*** Listed entries ***

PR #534, opened 2020-03-06
add hex verfmt to models

superm1:
I recall this was moved into the UX and database, so hopefully this was the only place needed.

LVFS side of https://github.com/fwupd/fwupd/pull/1842

### DIFF
--- a/lvfs/models.py
+++ b/lvfs/models.py
@@ -965,6 +965,8 @@ class Verfmt(db.Model):
             return '%i.%i.%i' % ((v & 0x00ff0000) >> 16,
                                  (v & 0x0000ff00) >> 8,
                                  v & 0x000000ff)
+        if self.value == 'hex':
+            return "%#08x" % v
         return None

*** End of Listed entries ***

◆ Instructions to follow
Restate each record word for word.

◆ Exercise answer
PR #534, opened 2020-03-06
add hex verfmt to models

superm1:
I recall this was moved into the UX and database, so hopefully this was the only place needed.

LVFS side of https://github.com/fwupd/fwupd/pull/1842

### DIFF
--- a/lvfs/models.py
+++ b/lvfs/models.py
@@ -965,6 +965,8 @@ class Verfmt(db.Model):
             return '%i.%i.%i' % ((v & 0x00ff0000) >> 16,
                                  (v & 0x0000ff00) >> 8,
                                  v & 0x000000ff)
+        if self.value == 'hex':
+            return "%#08x" % v
         return None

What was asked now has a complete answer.